From a drug development perspective, the main contribution of this article is the proposal to eliminate the need for a 2-year rat carcinogenicity study when no preneoplastic signal has been identified in chronic toxicity studies. This work, in part, encouraged the Pharmaceutical Research and Manufacturing Association to sponsor a collaborative project that expanded the database with additional cases and parameters, such as genotoxicity and hormonal endpoints. The Association has shared its preliminary results of the initiative with key regulatory authorities. As such, making the details of the database analysis available for public discussion would be useful. A large scientific debate on the issue should help forge a consensus on the acceptance of the proposal.

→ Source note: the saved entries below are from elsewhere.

PR #444, opened 2025-02-13
InterruptsM Covergroup

coreyqh:
* Work in progress InterruptsM covergroup, coauthored with @jordancarlin 
* Missing a helper coverpoint for an external interrupt occurring, which is required for two of the cross products
  * Huda suggests modifying Wally Tracer/riscvTraceData to access the ExtInt signal
* Also missing a mtimecmp value coverpoint


coreyqh:
All coverpoints except cp_sei3 are ready for initial review. cp_sei3 is missing a coverpoint for plic/eic causing an external interrupt.

davidharrishmc:
This is a tricky one.  We can't count on mip.S*IP being nonzero without supervisor mode, so we need to remove a good number of coverpoints that I incorrectly put in the spreadsheet.  There are also quite a few implementation bugs.

Please review this one with another team member closely before reading my review below, in the hopes you find some additional bugs that I overlooked.

In mie_ones, there need to be question marks in the supervisor bins because these bits are wired to 0 in systems without supervisor mode. 

Sort the coverpoints in lines 30-65 to keep them organized by register in sequential order of bits.

Is there a reason the bit fields in lines 67-88 were in order 7,3,11 instead of 11,7,3 sorted?

Should mtvec_mode_zero be named mtvec_direct?

In clint_msip_set, you want rs2_val[0], rather than rs1_val[0]

In cp_trigger_mti, mip_ssip_one should be mip_mtip_one

In cp_trigger_msi, I think we can drop clint_msip_set.  The important thing to trigger the MSI is that mip.MSIP = 1.  The clint is a means to an end, just like MTIMECMP is a means to an end in cp_trigger_mti.

For cp_trigger_sti, we can’t ensure mip.STIP = 1 because it might be wired to 0 in a ssytem without supvervisor.  All we can do is test whether we can attempt to write a 1, but even that isn’t really useful because we can’t ensure mip.STIE = 1.  This feature is exercised in InterruptsS cp_trigger_changingtom_sti so I propose we delete it here.  Same applies to cp_trigger_ssi_mip, cp_trigger_sei_plic, cp_trigger_sei_sie.

InterruptsS is missing a coverpoint analogous to InterruptsM cp_trigger_sei_sie (which probably should be named cp_trigger_sei_mip for consistency with cp_trigger_ssi_mip) to trigger mip.SEIP by writing a 1 to mip.  Can you add it to the spreadsheet and coverplan?

For cp_global_ie, mstatus.SIE probably is read-only zero if supervisor mode is not supported, so it should be dropped from the coverpoint and spreadsheet.
https://github.com/riscv/riscv-isa-manual/pull/1864
I’ve added it to line 56 of interruptsS spreadsheet and trimmed SIE from line 15 of InterruptsM.

cp_vectored specified 2 x 3 bins, while the SystemVerilog coverpoint has 2 x 3 x 3 bins.  Given that mtvec.mode=00 is covered thoroughly by cp_interrupts, I’ve dropped that case from cp_vectored, getting it down to just 3 bins.  I made the same change in InterruptsS cp_vectored

I’ve removed mstatus.SIE from cp_wfi.

Cp_wfi should switch mip_mtip_one to look at both 0 and 1, to capture the case MTIMECMP causing the interrupt now vs. in the future.

Drop cp_sei1:3 from InterruptsM because mip.SEIP is tied to 0 without supervisor mode and these are already covered in InterruptsS. Please update spreadsheet and covergroups.

fcov/priv/InterruptsM_coverage.svh
```diff
@@ -0,0 +1,154 @@
...
+
+covergroup InterruptsM_cg with function sample(ins_interruptsm_t ins);
+    option.per_instance = 0; 
+
+    // building blocks for the main coverpoints
+    mstatus_mie: coverpoint ins.current.csr[12'h300][3]  { }
+    mstatus_sie: coverpoint ins.current.csr[12'h300][1]  { }
+    mstatus_tw:  coverpoint ins.current.csr[12'h300][21] { }
+    mie_ones: coverpoint ins.current.csr[12'h304][15:0] {
+        wildcard bins ones = {16'b????1?1?1?1?1?1?}; // ones in every field that is not tied to zero
```
C0d3ing, line 34: Should bit 13 not be conditional depending on whether or not the "Sscofpmf" extension for Count Overflow is enabled? 
image

coreyqh: We have bit 13 as a wildcard since we cannot guarantee that we can possibly set that bit to 1. This raises another issue of the supervisor interrupt enable bits, which are conditional upon S mode support. However, it is legal to have M without S mode.

coreyqh:
Refactored to remove S mode dependent coverpoints and to use the m_ext_intr, m_timer_intr, and m_soft_intr signals recently added to the tracer. 

Right now, cp_trigger_* checks for both the m_*_intr signal as well as the mip.m*ip bit being one. Is this overly redundant? If not, would it be more valuable to check the positive edge transition of mip.m*ip instead?

davidharrishmc:
Its, it seems redundant to check both m_timer_intr and mip_mtip_one.  How about checking the interrupt, and planning an assertion that mtip is 1 when the timer interrupt is asserted? Same for other machine mode.

The cases have collapsed.  Cp_global_ie is now like cp_interrupts except for mtvec_direct.  Let’s drop cp_global_ie because cp_vectored already catches the other case.  Please remove from both the test plan and coverpoints.

Let's get this merged and get coverage on the interrupt tests.

fcov/priv/InterruptsM_coverage.svh
```diff
@@ -0,0 +1,128 @@
...
+    // m_timer_intr: coverpoint ins.current.m_timer_intr {
+    //     bins mti = {1};
+    // }
+    // m_soft_intr: coverpoint ins.current.m_soft_intr {
+    //     bins msi = {1};
+    // }
+
+    // main coverpoints
+
+    cp_trigger_mti:      cross priv_mode_m, mstatus_mie, mie_ones, mip_mtip_one;
```
jordancarlin, line 109: @davidharrishmc What's the rationale for requiring all of the m-mode interrupt bits of mie to be enabled instead of just mie.MTIE? Similar for all the other trigger coverpoints.

jordancarlin:
> It seems redundant to check both m_timer_intr and mip_mtip_one. How about checking the mip, and planning an assertion that mtip is 1 when the timer interrupt is asserted?

If the idea is that these coverpoints are used to verify that a set of tests has full coverage and then those tests can be run on an implementation without needing to collect coverage, won't relying on assertions mean that this is not tested when not collecting coverage?

fcov/priv/InterruptsM_coverage.svh
```diff
@@ -0,0 +1,127 @@
...
+`define COVER_INTERRUPTSM
+typedef RISCV_instruction #(ILEN, XLEN, FLEN, VLEN, NHART, RETIRE) ins_interruptsm_t;
+
+covergroup InterruptsM_cg with function sample(ins_interruptsm_t ins);
+    option.per_instance = 0; 
+
+    // building blocks for the main coverpoints
+    
+    mstatus_mie_one: coverpoint ins.current.csr[12'h300][3] {
+        bins zero = {1};
```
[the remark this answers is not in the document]
coreyqh: Whoops, likely a copy paste error.

davidharrishmc:
@jordancarlin if there is a nonstandard implementation or an implementation without proper RVVI support that raises mip.MTIP without m_timer_inter, the coverpoint will still be hit.  In any case, the test program will do whatever is necessary on that implementation to trigger a timer interrupt.  I think we're good on this.

jordancarlin:
Sounds good. We might be able to back out our custom interrupt addition to RVVI then.

fcov/priv/InterruptsM_coverage.svh
davidharrishmc: Somewhat arbitrary.  Partly to make it easy to write the test.  Partly to see if there are undesired interactions with other enabled interrupts firing.  But there is a cross-product later that should hit all combinations of pending and enable, so I don't think this choice really mattered.

jordancarlin: Seems like a good enough reason. I don't see a reason to change it.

The consequences of such a paradigm shift on the drug development process need to be fully evaluated. Currently, cancer study protocols and dose levels are typically discussed by sponsors with the Food and Drug Administration while clinical trials are ongoing. If this proposal is adopted, the dose levels and protocol endpoints in the protocols of chronic studies would likely be submitted to the Administration. There will also likely be situations in which the sponsor’s conclusion of “no evidence of preneoplastic changes in the chronic studies” will be challenged by regulatory authorities. Thus, there may be situations where these regulatory interactions cause delays in the drug development program that may not be compensated by the elimination of the rat bioassay.
Finally, although the proposal, if valid, would be a welcome improvement of current practices, it should be kept in mind that the ultimate goal is not to predict carcinogenesis in rats but to predict human carcinogenic risk. The authors should be congratulated for their work. It has the potential to greatly affect the drug development and regulatory approval process.